Nach dem Versuch von Abgeordneten der regierenden GERB-Partei in Schlüsselstellungen Druck auf die Medien auszuüben und Lobbyismus zum Schaden der Gesellschaft zu betreiben, regnete es in der Volksversammlung an Rücktritten und es folgten schnelle Umbesetzungen. Nur ein Jahr nach ihrer Vereidigung wechselten die Abgeordneten einen stellvertretenden Parlamentspräsidenten, den Vorsitzenden des Gesundheitsausschusses und seinen Stellvertreter und den Vorsitzenden des Ausschusses für Europäische Fragen aus. Zur neuen Vorsitzenden des letztgenannten Ausschusses wurde die Vorsitzende der Jugendorganisation der GERB-Partei, die 26jährige Monika Panajotowa gewählt. „Das ist eine Chance, aber auch Verantwortung. Und auch Beweis, dass die jungen Menschen in Bulgarien eine wichtige Ressource in Zeiten der Krise sind, und nicht nur wenn es Wahlen gibt. Ihr Potential muss genutzt werden“, sagte sie in einem Interview für Radio Bulgarien. In letzter Zeit spricht man ihr zufolge viel über die Moral in der Politik, „aber ich meine, dass wir gerade mit dem Aufbau einer solchen bei uns beginnen“, behauptet Monika Panajotowa und weiter:
„Bisher schlossen sich die Begriffe Moral und Politik gegenseitig aus“, sagt sie. „Das, was GERB gegenwärtig tut, geht von einer klaren Position aus, dass die gleichen Regeln für alle gelten. Es gibt nicht „unsere Leute“ und „eure Leute“. Es gibt Aktion und entsprechend Reaktion. D.h., dass zum ersten Mal seit der Wende zur Demokratie es bei uns eine politische Partei mit dem politischen Willen gibt kompromisslos selbst nur beim Verdacht vorzugehen, ohne, dass die Schuld bewiesen ist. Für mich bedeutet die Moral wirklich verantwortlich zu sein, eine Politik zu machen, die sich auf Werten gründet, welche durch konkretes Vorgehen gestützt werden. Je mehr Menschen in die Politik gehen, die innere Überzeugung, Selbstkontrolle und Moral haben, umso besser ist es für Bulgarien, damit sich die Dinge ändern. Der Wandel hängt von dem individuellen Wandel eines jeden von uns ab, unabhängig davon, ob er in der Regierung, im privaten oder öffentlichen Sektor ist. Jeder Mensch ist ein Motor der Gesellschaft und deswegen muss er sein Bestes geben, damit wir in die richtige Richtung gehen.“
Das Absetzen von Menschen in Schlüsselstellungen der Volksversammlung ist laut Monika Panajotowa eine Art Sanktion.
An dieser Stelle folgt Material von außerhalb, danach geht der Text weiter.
PR #1624, opened 2020-07-12
Assign colors to invisible series (#1599)

### LINKED ISSUE #1599: Series made invisible via the legend lose their automatic colors
### Steps to reproduce

1. Open any of the examples with a legend
2. Change the visibility of the top-most series

Platform: Any
.NET version: Any

This isn't a bug in the sense that this behaviour is as expected and is a natural extension of the original behaviour for making axes invisible, but it can be jolly confusing to say the least, especially when testing changes like #741 where the complex behaviour is all revealed by changing axis visibility and the series keep changing color.

Do we want to do anything about this? Some off-hand notes:
 - We don't want `IsVisible` to change to lie
 - The current automatic color assignment mechanism involves the series requesting colors as and when they need them, and the plot model cycles them for each rendering
 - It would be nice if the color of the axis could be displayed in the legend when it isn't being shown as an additional visual identifier
 - This would obviously be a breaking change, so it might be worth adding a per-series property to control the behaviour of whether a series 'claims' its own colors when it isn't being draw, rather than, say, reinterpreting a combination of existing properties when `IsVisible` is `false`.
 - The `SetDefaultValues` call is already handled by `PlotModel` rather than `Series`, so any changes should be small

VisualMelon:
Fixes #1599 .

### Checklist

- Adds a `bool AssignColorsToInvisibleSeries` property to `PlotModel` to determine whether invisible series should be assigned automatic colors
- Default for `AssignColorsToInvisibleSeries` is true, which is a breaking change, but I believe provides a significantly better experience when checking series on and off via the legend

Good existing examples are Bar Series > All in one, and Function Series > Lamé Curves.

@oxyplot/admins

### DIFF
--- a/Source/OxyPlot/PlotModel/PlotModel.cs
+++ b/Source/OxyPlot/PlotModel/PlotModel.cs
@@ -128,6 +128,7 @@ namespace OxyPlot
             this.PlotAreaBorderThickness = new OxyThickness(1);
             this.EdgeRenderingMode = EdgeRenderingMode.Automatic;
 
+            this.AssignColorsToInvisibleSeries = true;
             this.IsLegendVisible = true;
 
             this.DefaultColors = new List<OxyColor>
@@ -251,6 +252,11 @@ namespace OxyPlot
         /// </summary>
         /// <value>The edge rendering mode. The default is <see cref="EdgeRenderingMode.Automatic"/>.</value>
         public EdgeRenderingMode EdgeRenderingMode { get; set; }
+
+        /// <summary>
+        /// Gets or sets a value indicating whether invisible series should be assigned automatic colors.
+        /// </summary>
+        public bool AssignColorsToInvisibleSeries { get; set; }
 
         /// <summary>
         /// Gets or sets a value indicating whether the legend is visible. The titles of the series must be set to use the legend.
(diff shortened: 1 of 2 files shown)


Source/OxyPlot/PlotModel/PlotModel.cs
```diff
@@ -128,6 +128,7 @@ public PlotModel()
             this.PlotAreaBorderThickness = new OxyThickness(1);
             this.EdgeRenderingMode = EdgeRenderingMode.Automatic;
 
+            this.AssignColorsToInvisibleSeries = true;
```
Jonarw, line 131: This will be a breaking change, as in it will potentially change the automatic colors given to series when invisible series are present.
I'm not saying it's necessarily a bad thing, just wanted to consider it. In most cases it is probably preferable to assign colors to invisible series, but one could also imagine situations where this might lead to 'odd' results.

Overall I think it's fine to enable this by default. Maybe the fact that the default behaviour changed could be stressed a bit more in the changelog?

VisualMelon: If you think it's OK to change the default, then I say let's go for it. Equally, I'd be happy making it not the default for compatibility: my only real interest is in the default for the example browser.

What might you suggest for the changelog? Some explicit indication that this is a silent breaking change?

Jonarw: Maybe mention the new `PlotModel.AssignColorsToInvisibleSeries` in the `Added` section and add a separate point in the `Changed` section along the lines of `Enable PlotModel.AssignColorsToInvisibleSeries by default`? I think this would make it more obvious.

But if you have a better idea I'm also happy :)

VisualMelon: Yeah, might as well add an entry to `Added`. I'll get on with that now.

PR #1627, opened 2020-07-14
Overlapping bar series (#1265)

### LINKED ISSUE #1265: How can I make Columns/Bar Series overlap?
*IF BUG, INCLUDE THIS PART:*

### Steps to reproduce
http://docs.oxyplot.org/en/latest/models/series/BarSeries.html
1. Create a Model with multiple Column Series 
2. See that they are created beside each other
Tried playing with negative GapWidth in the CategoryAxis which is a step in the right direction but is not the desired outcome and not controllable enough

Platform:
.NET version: 4.5.1
Oxyplot.Core, OxyPlot.WindowsForm v1

### Expected behaviour
http://www.stephanieevergreen.com/wp-content/uploads/2016/04/Overlapping4.png
image

Options in Column/Bar Series for Column width, and Offset property perhaps. IsOverlap? similarly to isStacked...    

Tell us what happens instead
Can you also include a screen shot?
image

*IF IT IS A NEW FEATURE REQUEST, INCLUDE THIS PART:*

### Feature description
Allow overlapping bars in BarSeries and ColumnSeries.
Options in Column/Bar Series for Column/Bar width, and Offset properties perhaps or IsOverlap property? similarly to isStacked... 
http://www.stephanieevergreen.com/wp-content/uploads/2016/04/Overlapping4.png
image

VisualMelon:
Fixes #1265 .

### Checklist

- Adds an `OverlapsStack` property to `IStackableSeries` which determines whether a stacked series should overlaps its stack, with the effect that it is not integrating in the stack base position
- Adds a dedicated example, and an additional series to the 'All in one' example

I'm not convinced by the name `OverlapsStack`, but this is a simple way of implementing this.

### Outstanding concerns

 - Do we want this feature at all? It seemed like a good idea when I was implementing it, but I'm not sure it is now.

„Bisher gibt es keinen anderen Mechanismus, um Abgeordnete abzurufen“, erinnert sie. „Wichtig in diesem Fall ist, dass bei nicht bewiesener Schuld und nur beim Verdacht auf einen falschen Schritt es den politischen Willen gibt, Sanktionen zu verhängen. Sowie die Überzeugung der schuldigen Abgeordneten ihren Rücktritt selbst einzureichen, wie es die europäische Praxis ist, und nicht abzuwarten, bis sie dazu gezwungen werden.“
Monika Panajotowa sei überzeugt, dass die Anforderung des Lissabonner Vertrages einer engen Beziehung zwischen dem Europäischen und den nationalen Parlamenten ihre Arbeit als Chef des Parlamentsausschusses für Europäische Fragen erleichtert. Auch jetzt sind ihr zufolge die bulgarischen Abgeordneten in einem ständigen Kontakt mit den bulgarischen Europa-Abgeordneten, die sehr aktiv bei der Gesetzgebung in der Europäischen Union sind.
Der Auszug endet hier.